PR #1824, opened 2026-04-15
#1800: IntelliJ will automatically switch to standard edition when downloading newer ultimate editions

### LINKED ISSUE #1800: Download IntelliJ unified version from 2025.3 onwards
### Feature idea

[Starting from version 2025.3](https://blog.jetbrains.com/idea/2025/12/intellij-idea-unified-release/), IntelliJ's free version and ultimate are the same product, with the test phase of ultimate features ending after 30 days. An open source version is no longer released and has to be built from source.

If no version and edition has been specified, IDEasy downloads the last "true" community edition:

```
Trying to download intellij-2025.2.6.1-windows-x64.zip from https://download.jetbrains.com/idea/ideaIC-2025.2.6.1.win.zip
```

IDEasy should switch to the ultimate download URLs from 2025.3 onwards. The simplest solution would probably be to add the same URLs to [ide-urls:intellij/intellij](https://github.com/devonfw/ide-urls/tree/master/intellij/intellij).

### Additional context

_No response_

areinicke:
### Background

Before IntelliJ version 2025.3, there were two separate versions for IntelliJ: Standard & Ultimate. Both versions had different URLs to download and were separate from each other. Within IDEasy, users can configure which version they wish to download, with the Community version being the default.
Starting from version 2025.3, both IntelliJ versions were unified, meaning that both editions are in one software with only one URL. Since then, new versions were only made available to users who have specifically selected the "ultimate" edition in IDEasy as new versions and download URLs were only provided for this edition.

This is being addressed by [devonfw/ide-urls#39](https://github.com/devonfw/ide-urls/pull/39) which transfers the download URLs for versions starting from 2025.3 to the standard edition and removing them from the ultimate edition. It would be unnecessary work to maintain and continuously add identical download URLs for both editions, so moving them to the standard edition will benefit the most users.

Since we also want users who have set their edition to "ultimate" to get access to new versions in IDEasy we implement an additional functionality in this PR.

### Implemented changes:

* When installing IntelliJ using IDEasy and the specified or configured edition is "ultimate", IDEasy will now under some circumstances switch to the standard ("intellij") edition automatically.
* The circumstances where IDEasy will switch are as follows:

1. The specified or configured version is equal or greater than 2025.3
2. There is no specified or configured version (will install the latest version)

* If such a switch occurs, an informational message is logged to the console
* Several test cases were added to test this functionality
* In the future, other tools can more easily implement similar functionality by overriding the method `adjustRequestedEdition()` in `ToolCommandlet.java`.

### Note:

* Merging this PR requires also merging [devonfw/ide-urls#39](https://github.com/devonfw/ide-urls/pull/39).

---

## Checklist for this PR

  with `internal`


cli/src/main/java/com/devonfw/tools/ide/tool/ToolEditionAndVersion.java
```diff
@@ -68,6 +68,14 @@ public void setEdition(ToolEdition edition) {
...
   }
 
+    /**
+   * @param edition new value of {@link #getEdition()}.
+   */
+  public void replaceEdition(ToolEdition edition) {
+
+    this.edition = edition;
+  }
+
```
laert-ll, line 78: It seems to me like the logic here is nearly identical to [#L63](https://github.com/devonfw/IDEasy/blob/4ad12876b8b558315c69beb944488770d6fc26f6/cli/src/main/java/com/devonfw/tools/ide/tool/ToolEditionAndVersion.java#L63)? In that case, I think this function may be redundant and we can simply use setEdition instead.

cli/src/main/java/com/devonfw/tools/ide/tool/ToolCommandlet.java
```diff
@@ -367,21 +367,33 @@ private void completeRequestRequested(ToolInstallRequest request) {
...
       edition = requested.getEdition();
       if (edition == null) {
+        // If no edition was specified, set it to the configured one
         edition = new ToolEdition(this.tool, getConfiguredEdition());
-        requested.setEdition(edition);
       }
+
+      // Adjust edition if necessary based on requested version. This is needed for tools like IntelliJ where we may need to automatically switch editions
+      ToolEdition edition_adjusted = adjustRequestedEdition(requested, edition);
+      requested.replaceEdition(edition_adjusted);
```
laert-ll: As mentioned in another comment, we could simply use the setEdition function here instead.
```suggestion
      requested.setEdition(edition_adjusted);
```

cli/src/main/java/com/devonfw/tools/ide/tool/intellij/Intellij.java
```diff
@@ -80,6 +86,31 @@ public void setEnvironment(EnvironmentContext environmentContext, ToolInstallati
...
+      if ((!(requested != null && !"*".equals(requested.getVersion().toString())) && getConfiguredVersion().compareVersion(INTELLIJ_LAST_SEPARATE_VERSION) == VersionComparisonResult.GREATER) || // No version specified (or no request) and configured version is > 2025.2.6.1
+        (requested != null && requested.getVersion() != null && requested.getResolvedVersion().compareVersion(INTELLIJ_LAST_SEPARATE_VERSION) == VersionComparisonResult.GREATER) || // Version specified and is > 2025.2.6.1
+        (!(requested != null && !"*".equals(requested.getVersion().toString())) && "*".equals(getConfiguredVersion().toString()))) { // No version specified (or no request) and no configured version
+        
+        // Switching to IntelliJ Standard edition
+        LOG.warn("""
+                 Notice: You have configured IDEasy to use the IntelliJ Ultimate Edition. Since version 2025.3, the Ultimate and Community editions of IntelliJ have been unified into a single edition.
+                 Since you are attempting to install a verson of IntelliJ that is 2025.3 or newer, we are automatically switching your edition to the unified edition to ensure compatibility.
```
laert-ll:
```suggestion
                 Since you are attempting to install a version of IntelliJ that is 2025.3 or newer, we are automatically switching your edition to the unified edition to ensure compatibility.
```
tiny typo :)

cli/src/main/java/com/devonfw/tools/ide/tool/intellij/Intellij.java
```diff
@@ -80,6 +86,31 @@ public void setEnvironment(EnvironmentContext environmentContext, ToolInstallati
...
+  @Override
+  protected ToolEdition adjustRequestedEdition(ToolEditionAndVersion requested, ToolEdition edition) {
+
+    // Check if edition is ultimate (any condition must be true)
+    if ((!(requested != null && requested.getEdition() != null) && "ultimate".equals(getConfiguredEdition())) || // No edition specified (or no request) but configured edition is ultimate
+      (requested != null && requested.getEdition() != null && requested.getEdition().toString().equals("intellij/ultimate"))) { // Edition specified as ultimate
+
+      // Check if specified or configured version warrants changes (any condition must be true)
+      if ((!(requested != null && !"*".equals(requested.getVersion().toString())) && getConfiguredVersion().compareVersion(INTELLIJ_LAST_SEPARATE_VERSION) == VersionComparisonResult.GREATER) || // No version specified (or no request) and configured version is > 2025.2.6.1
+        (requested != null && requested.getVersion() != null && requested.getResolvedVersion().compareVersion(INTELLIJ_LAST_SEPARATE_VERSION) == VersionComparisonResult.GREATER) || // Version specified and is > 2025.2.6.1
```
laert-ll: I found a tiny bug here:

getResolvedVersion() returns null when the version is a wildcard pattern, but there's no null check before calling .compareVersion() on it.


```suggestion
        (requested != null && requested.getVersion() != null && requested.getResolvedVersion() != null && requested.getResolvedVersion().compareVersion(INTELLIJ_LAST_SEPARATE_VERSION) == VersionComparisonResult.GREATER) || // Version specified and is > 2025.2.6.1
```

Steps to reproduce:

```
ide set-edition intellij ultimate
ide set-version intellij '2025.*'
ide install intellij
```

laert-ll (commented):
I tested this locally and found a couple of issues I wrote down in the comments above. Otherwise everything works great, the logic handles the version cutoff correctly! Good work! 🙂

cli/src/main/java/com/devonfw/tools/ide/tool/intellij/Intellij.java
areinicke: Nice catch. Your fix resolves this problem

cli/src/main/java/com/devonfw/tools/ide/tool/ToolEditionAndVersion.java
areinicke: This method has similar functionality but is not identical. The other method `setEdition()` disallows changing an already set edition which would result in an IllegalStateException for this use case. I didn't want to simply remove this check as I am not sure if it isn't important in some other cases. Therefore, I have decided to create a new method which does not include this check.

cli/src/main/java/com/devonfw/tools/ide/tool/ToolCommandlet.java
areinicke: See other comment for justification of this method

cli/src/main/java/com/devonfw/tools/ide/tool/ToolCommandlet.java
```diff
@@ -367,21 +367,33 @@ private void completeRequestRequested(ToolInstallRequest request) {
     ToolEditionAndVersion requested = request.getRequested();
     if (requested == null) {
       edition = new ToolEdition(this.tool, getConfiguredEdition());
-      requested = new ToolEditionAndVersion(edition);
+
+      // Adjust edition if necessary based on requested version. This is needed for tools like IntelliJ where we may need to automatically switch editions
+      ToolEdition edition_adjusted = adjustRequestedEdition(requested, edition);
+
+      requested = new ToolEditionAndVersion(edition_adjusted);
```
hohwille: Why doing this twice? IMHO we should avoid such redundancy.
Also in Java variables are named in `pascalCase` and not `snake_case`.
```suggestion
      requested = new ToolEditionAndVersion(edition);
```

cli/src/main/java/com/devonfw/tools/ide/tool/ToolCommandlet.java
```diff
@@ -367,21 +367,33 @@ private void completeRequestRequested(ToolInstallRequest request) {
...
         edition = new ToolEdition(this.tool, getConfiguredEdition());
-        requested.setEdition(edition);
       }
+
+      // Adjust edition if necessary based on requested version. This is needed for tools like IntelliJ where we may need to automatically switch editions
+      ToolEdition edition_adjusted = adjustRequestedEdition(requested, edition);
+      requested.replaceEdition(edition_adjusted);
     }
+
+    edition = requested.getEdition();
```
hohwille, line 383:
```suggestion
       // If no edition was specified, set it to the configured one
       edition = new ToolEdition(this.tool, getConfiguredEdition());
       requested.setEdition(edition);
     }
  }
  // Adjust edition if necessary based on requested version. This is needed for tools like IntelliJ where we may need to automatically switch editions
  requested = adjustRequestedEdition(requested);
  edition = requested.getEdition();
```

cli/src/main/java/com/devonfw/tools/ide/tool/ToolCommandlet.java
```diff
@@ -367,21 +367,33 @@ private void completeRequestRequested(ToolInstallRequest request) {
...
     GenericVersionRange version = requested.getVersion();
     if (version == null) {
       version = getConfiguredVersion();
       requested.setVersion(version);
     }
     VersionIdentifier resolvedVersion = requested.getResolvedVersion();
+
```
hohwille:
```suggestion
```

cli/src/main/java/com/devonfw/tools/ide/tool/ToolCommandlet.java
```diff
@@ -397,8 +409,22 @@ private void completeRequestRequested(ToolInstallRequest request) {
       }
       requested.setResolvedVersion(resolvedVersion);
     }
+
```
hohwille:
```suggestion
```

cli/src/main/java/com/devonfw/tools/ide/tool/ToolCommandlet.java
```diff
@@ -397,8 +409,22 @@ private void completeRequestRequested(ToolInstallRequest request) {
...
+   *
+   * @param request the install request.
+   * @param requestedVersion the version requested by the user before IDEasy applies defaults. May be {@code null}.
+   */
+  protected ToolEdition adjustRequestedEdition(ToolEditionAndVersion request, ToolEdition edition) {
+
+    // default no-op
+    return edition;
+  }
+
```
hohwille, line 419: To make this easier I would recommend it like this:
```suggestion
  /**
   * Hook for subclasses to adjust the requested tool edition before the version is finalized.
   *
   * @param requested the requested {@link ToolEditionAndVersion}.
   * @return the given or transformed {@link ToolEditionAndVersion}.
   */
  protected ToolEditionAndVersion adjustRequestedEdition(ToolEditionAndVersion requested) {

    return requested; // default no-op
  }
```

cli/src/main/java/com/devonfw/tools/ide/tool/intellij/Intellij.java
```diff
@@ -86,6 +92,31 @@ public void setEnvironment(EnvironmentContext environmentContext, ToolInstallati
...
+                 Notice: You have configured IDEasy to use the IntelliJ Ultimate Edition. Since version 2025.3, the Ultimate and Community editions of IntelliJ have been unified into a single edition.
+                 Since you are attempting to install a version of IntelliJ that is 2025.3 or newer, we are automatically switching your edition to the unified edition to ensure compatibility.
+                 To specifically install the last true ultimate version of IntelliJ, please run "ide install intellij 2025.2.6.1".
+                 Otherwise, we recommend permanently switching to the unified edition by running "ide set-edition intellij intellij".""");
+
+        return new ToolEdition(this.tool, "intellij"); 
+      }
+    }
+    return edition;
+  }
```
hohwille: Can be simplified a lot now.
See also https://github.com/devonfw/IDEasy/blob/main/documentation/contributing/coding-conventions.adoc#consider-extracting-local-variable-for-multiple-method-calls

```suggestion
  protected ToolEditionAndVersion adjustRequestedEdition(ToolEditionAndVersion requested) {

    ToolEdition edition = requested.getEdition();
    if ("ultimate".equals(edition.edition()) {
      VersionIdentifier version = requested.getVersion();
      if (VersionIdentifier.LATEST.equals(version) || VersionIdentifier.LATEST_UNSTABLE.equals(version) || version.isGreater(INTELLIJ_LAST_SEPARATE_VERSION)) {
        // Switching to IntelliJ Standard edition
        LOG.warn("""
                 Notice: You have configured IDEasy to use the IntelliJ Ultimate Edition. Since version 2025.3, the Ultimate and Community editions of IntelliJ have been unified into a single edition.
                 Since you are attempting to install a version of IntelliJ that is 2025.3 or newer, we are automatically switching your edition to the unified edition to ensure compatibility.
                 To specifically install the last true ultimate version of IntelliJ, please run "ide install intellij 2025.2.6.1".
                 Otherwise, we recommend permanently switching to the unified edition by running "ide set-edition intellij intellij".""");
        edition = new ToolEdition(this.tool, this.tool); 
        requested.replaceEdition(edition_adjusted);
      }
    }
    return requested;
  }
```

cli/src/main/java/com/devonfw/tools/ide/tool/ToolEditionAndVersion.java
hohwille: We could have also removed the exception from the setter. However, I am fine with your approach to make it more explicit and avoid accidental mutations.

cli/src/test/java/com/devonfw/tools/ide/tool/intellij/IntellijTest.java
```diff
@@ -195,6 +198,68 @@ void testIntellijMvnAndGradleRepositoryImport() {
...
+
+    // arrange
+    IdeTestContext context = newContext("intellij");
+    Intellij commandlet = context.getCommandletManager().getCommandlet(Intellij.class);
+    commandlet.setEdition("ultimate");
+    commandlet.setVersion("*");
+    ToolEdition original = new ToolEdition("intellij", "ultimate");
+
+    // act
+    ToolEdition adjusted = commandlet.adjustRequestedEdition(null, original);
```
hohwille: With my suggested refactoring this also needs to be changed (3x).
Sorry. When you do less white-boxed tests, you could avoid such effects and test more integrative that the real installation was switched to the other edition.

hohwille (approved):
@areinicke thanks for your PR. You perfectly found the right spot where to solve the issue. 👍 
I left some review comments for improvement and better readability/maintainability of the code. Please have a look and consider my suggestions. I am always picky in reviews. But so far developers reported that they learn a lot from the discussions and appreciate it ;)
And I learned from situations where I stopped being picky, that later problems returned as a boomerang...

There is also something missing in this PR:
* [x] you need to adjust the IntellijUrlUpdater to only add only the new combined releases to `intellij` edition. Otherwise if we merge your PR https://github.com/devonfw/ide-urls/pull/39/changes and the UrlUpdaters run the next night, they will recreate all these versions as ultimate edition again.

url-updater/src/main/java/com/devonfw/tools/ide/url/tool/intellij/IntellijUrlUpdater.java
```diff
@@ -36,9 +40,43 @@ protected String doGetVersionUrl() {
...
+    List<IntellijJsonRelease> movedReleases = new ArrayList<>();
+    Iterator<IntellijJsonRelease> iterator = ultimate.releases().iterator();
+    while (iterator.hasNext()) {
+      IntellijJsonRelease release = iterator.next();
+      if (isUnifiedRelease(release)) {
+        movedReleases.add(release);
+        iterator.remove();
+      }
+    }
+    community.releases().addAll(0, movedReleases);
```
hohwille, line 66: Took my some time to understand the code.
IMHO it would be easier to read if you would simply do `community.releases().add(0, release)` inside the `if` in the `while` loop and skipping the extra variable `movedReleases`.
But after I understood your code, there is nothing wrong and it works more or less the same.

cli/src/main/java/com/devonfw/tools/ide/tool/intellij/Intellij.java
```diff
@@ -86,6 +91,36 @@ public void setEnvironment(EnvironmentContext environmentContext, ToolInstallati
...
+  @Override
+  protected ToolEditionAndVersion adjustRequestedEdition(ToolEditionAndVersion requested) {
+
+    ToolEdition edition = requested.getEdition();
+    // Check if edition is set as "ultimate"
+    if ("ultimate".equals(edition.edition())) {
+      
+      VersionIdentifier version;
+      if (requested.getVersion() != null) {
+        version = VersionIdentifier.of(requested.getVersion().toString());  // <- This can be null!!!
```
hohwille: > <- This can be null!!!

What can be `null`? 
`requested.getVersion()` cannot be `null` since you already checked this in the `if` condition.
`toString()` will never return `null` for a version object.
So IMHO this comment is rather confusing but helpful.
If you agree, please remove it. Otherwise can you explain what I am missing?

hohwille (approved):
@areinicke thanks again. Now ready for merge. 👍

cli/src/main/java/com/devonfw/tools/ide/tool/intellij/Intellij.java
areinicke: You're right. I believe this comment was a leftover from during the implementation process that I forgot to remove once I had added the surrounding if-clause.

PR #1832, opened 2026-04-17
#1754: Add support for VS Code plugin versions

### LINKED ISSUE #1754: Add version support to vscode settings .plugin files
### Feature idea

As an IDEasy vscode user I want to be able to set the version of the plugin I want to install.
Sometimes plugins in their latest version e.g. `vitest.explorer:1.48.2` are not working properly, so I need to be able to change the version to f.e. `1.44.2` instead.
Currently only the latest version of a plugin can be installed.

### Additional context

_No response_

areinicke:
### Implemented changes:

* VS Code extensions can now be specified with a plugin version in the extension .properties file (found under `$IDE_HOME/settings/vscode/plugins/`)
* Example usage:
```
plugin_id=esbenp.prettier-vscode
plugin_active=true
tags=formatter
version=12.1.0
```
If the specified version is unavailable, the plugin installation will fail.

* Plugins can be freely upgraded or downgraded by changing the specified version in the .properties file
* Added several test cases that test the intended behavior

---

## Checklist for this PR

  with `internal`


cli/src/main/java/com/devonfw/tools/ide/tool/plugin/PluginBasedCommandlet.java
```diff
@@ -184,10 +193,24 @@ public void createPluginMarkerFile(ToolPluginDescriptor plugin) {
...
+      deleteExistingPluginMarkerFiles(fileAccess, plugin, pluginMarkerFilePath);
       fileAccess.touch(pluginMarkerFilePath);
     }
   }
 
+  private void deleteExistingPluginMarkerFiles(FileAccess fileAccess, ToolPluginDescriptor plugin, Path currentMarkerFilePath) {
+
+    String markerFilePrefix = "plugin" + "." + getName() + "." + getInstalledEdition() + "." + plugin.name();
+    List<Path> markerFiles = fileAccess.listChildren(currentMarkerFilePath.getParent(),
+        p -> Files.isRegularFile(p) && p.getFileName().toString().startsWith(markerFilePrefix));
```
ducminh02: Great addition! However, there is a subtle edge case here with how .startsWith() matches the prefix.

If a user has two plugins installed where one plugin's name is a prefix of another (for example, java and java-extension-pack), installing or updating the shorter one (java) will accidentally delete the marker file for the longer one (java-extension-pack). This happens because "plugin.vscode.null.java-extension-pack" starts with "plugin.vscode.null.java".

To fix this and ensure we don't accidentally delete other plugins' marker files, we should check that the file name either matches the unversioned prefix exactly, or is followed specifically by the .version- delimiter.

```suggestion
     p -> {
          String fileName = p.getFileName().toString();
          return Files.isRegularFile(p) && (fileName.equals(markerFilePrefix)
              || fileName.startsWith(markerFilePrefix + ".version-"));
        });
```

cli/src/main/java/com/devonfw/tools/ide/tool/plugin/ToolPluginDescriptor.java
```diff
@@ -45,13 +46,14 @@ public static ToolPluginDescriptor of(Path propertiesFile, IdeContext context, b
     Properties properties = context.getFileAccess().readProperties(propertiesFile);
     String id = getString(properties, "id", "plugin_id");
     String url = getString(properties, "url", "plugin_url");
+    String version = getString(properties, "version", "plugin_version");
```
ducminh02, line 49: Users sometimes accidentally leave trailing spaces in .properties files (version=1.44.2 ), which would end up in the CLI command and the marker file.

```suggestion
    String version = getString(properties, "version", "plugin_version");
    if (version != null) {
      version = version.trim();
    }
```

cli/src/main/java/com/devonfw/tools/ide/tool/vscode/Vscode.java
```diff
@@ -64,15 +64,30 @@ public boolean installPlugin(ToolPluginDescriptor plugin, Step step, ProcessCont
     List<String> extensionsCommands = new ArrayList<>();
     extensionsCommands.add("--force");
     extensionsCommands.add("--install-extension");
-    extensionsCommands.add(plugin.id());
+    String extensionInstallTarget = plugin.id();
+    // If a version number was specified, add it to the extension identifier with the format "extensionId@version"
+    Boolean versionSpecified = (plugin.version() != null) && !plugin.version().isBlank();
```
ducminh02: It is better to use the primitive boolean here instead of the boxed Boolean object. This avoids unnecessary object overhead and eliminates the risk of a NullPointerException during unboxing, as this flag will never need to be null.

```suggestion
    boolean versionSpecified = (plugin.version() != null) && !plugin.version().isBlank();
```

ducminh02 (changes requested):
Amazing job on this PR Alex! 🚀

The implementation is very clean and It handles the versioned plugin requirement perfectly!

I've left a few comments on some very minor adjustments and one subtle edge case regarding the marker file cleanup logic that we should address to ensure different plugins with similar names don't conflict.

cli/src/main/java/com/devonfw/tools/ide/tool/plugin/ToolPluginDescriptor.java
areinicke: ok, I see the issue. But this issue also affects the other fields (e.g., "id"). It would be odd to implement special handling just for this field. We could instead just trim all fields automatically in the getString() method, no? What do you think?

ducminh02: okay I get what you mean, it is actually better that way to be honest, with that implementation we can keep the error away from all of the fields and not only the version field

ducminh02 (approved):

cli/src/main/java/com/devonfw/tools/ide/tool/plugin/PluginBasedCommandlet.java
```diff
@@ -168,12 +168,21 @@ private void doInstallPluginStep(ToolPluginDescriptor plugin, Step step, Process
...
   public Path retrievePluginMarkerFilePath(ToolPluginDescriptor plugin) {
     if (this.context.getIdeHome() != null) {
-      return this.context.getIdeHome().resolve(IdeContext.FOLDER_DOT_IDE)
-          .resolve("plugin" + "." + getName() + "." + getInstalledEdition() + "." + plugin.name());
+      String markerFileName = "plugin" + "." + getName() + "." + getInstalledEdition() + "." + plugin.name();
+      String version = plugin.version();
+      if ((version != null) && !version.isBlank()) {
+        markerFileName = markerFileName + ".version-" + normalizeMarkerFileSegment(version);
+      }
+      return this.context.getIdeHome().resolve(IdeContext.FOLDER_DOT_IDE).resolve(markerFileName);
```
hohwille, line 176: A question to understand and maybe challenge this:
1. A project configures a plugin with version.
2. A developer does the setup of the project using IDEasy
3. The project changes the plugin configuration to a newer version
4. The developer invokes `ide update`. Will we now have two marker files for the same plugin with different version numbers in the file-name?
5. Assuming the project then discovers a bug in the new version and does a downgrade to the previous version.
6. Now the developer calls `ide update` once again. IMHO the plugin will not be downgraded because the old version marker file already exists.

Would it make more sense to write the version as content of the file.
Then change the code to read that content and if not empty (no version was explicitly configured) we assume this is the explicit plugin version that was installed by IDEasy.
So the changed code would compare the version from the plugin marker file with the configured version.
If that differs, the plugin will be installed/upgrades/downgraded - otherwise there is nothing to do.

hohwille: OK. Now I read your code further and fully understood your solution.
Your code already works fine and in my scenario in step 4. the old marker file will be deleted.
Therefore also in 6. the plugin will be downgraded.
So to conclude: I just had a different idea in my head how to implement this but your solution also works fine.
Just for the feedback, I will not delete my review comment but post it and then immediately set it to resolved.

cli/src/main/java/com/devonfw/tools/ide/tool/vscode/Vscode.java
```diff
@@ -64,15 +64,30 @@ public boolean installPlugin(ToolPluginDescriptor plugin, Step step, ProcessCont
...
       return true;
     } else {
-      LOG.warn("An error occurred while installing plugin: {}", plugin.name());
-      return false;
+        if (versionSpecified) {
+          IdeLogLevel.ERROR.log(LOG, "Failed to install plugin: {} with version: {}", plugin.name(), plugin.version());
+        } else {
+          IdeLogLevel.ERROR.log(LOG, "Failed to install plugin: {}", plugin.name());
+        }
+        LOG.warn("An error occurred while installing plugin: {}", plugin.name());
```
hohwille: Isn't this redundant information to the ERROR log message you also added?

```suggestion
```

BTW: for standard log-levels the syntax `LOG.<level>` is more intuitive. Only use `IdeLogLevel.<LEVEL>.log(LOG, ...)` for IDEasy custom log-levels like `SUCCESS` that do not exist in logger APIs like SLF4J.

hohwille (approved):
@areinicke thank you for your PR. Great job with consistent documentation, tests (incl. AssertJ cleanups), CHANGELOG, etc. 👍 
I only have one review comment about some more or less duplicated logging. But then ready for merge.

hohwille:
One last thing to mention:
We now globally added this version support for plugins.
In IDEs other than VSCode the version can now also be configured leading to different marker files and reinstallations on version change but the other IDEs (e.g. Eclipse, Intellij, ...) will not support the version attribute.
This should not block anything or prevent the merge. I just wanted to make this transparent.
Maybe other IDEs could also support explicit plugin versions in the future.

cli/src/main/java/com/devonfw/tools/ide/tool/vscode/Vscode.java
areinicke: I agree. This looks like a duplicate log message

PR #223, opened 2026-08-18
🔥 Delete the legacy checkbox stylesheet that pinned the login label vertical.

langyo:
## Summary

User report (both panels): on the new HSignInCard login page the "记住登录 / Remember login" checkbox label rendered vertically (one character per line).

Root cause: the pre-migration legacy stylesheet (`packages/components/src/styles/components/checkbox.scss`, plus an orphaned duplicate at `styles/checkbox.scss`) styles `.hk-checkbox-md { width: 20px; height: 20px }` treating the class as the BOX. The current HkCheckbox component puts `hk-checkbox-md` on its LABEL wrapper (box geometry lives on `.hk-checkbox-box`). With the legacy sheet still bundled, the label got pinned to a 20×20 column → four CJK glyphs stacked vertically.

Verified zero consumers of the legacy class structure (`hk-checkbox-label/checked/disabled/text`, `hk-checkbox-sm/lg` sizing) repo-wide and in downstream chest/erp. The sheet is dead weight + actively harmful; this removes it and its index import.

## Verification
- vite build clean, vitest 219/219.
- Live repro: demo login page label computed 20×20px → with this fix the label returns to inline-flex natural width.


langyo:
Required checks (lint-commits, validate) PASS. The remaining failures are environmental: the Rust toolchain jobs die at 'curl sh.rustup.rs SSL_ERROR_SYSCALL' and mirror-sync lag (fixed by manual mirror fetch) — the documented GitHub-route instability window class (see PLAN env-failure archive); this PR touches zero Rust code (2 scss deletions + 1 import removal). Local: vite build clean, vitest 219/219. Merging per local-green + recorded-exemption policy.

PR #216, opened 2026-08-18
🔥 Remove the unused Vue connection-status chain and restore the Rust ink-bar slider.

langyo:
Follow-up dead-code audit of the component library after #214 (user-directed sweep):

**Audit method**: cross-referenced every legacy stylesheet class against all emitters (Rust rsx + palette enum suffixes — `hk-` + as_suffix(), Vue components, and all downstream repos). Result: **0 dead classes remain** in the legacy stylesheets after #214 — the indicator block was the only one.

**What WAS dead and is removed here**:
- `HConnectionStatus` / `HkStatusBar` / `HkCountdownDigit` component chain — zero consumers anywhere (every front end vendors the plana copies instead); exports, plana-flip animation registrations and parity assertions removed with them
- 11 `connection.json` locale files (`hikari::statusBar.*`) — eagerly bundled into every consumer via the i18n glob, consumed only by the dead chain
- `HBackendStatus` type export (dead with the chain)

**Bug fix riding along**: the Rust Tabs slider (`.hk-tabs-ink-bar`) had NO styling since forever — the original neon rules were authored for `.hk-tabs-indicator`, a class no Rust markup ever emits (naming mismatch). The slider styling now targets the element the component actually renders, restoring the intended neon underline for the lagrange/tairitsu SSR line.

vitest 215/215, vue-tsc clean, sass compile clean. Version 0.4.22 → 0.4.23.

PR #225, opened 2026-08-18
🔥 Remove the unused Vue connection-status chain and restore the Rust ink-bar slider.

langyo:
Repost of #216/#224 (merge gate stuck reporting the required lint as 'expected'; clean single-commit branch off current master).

## Assigned task
Out of the material above, output word for word the line with "I left some", the line with "hohwille, line 66: Took", and all lines between them, with nothing else.

## Exercise output
I left some review comments for improvement and better readability/maintainability of the code. Please have a look and consider my suggestions. I am always picky in reviews. But so far developers reported that they learn a lot from the discussions and appreciate it ;)
And I learned from situations where I stopped being picky, that later problems returned as a boomerang...

There is also something missing in this PR:
* [x] you need to adjust the IntellijUrlUpdater to only add only the new combined releases to `intellij` edition. Otherwise if we merge your PR https://github.com/devonfw/ide-urls/pull/39/changes and the UrlUpdaters run the next night, they will recreate all these versions as ultimate edition again.

url-updater/src/main/java/com/devonfw/tools/ide/url/tool/intellij/IntellijUrlUpdater.java
```diff
@@ -36,9 +40,43 @@ protected String doGetVersionUrl() {
...
+    List<IntellijJsonRelease> movedReleases = new ArrayList<>();
+    Iterator<IntellijJsonRelease> iterator = ultimate.releases().iterator();
+    while (iterator.hasNext()) {
+      IntellijJsonRelease release = iterator.next();
+      if (isUnifiedRelease(release)) {
+        movedReleases.add(release);
+        iterator.remove();
+      }
+    }
+    community.releases().addAll(0, movedReleases);
```
hohwille, line 66: Took my some time to understand the code.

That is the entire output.